(Exercise instructions) Beginning with the line below that contains "- [x] Add notification for rename" and ending with the line that contains "badosu: Great keybindings!", copy every line exactly. Copy nothing else.

---- Data for processing

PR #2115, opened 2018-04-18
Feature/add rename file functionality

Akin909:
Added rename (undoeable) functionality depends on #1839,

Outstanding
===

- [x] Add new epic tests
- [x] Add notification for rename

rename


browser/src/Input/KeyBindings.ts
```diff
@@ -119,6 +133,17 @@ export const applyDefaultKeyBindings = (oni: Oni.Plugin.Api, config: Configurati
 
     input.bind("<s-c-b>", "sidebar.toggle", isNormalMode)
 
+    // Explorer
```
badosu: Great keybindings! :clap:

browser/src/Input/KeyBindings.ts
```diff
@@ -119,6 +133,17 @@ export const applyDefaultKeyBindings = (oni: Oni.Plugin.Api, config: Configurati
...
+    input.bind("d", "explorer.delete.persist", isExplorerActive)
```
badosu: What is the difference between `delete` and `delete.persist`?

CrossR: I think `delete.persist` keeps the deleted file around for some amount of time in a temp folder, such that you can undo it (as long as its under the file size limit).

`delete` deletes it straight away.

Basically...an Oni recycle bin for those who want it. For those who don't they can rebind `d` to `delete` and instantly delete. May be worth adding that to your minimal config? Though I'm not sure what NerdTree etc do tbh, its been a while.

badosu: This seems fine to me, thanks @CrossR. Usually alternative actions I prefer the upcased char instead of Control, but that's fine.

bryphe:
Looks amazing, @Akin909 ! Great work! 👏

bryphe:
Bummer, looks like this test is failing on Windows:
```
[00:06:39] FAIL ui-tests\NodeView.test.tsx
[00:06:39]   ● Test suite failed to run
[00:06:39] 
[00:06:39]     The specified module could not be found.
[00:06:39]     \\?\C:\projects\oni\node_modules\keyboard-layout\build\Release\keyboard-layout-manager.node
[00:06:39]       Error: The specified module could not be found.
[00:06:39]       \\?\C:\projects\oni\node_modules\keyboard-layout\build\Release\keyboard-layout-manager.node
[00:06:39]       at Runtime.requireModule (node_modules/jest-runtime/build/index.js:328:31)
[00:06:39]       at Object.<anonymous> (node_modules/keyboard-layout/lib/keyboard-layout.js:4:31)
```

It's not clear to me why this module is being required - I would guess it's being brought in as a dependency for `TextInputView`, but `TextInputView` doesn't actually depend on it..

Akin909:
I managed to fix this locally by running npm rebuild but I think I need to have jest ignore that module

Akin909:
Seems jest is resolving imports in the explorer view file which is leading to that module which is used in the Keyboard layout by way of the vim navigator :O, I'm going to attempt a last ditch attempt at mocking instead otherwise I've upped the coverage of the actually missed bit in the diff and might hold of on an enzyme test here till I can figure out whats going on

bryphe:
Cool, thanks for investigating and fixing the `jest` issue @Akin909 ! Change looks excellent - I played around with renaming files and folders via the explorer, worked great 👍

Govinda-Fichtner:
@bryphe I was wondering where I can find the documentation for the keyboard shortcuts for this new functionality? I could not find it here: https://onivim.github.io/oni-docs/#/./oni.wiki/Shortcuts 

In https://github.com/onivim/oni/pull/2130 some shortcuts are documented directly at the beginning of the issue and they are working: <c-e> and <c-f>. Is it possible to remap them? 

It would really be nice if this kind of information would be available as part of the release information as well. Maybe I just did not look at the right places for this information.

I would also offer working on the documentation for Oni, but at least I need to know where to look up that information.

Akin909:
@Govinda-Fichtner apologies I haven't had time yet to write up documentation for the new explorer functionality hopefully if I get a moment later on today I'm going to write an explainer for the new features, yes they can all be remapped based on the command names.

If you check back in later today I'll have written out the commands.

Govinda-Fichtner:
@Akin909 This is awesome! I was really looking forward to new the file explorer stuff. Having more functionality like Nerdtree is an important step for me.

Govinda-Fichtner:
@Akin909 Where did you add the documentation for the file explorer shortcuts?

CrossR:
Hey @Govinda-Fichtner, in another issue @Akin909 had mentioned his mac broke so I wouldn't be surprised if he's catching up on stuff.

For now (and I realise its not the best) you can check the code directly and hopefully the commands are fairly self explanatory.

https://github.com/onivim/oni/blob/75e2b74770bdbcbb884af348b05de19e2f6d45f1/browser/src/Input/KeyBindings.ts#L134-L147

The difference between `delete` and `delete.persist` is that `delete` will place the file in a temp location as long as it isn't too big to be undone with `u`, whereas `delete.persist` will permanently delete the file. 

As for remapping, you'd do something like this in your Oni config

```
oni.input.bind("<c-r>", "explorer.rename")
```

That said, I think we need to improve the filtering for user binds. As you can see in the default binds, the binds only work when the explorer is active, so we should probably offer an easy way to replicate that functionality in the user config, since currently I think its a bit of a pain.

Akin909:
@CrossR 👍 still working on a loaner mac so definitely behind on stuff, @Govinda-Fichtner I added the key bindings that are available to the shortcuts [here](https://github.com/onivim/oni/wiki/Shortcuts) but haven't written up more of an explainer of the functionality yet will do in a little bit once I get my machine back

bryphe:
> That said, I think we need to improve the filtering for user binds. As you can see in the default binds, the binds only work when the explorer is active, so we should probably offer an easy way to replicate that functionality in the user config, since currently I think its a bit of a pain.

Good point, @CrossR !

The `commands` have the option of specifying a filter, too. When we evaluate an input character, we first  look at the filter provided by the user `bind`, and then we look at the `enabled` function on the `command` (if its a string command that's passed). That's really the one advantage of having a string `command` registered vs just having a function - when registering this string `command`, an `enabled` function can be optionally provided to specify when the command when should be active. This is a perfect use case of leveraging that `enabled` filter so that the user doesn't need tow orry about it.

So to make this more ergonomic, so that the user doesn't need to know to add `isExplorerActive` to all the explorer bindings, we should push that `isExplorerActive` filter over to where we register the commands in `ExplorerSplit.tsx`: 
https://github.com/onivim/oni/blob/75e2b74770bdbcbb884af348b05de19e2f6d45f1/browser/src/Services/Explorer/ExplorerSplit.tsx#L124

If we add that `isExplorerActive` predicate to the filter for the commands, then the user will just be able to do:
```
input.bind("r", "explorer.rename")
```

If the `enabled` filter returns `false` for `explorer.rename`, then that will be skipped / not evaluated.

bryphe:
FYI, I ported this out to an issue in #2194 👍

--------

(Task result)
- [x] Add notification for rename

rename


browser/src/Input/KeyBindings.ts
```diff
@@ -119,6 +133,17 @@ export const applyDefaultKeyBindings = (oni: Oni.Plugin.Api, config: Configurati
 
     input.bind("<s-c-b>", "sidebar.toggle", isNormalMode)
 
+    // Explorer
```
badosu: Great keybindings! :clap:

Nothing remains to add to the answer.